K ATP channels mediate the antihypertrophic effects afforded by κ-opioid receptor stimulation in neonatal rat ventricular myocytes

Abstract

Recent evidence suggests that κ-opioid receptor (OR) agonists and K ATP channel activation exert antihypertrophic effects on cardiac myocytes. We studied the role of K ATP channels in the antihypertrophic effects of ORs in primary cultures of neonatal rat ventricular myocytes exposed for 48 h to the α1 adrenoceptor agonist phenylephrine and the relative contributions of mitochondrial K ATP (mitoK ATP) and sarcolemmal K ATP (sarcK ATP). Furthermore, we elucidated the pathway between ORs and K ATP channels and their impact on intracellular Ca 2+ ([Ca 2+] i) transients. Hypertrophy of cardiomyocytes was characterized by increases in i) total protein content; ii) cell size and iii) [ 3H]leucine incorporation. Phenylephrine (10 μM) increased the three parameters. Trans-(±)-3,4-dichloro-N-methyl-N-[2-(1-pyrrolidinyl)-cyclohexyl]-benzeneacetamid methanesulfonate salt (U50,488H), a selective κ-opioid receptor agonist, prevented phenylephrine-induced hypertrophy and [Ca 2+] i transients.

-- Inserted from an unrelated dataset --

PR #6404, opened 2019-11-19
EventHubConnection is internal

### LINKED ISSUE #6393: Making EventHubConnection internal
Making EventHubConnection internal so that it can be toggled and managed by EventHubClientBuilder.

The effect of U50,488H was abolished by nor-binaltorphimine, a selective κ-OR antagonist, indicating that the effect was κ-OR-mediated. The protein kinase C inhibitor chelerythrine and the K ATP channel inhibitors glibenclamide (50 μM), a nonselective K ATP antagonist, and 5-hydroxydecanoic acid (100 μM), a mitochondrial selective K ATP antagonist, reversed the antihypertrophic effect of U50,488H, and there was no significant difference between the two K ATP channel blockers. Moreover, we also determined the expression of the Kir6.2 subunits of the K ATP channel, which increased in response to U50,488H in the presence of phenylephrine, but was suppressed by chelerythrine, glibenclamide and 5-hydroxydecanoic acid. U50,488H also attenuated the elevation of [Ca 2+] i. This study suggests that K ATP, and particularly the mitochondrial K ATP, mediates the antihypertrophic effects of κ-opioid receptor stimulation via the PKC signaling pathway.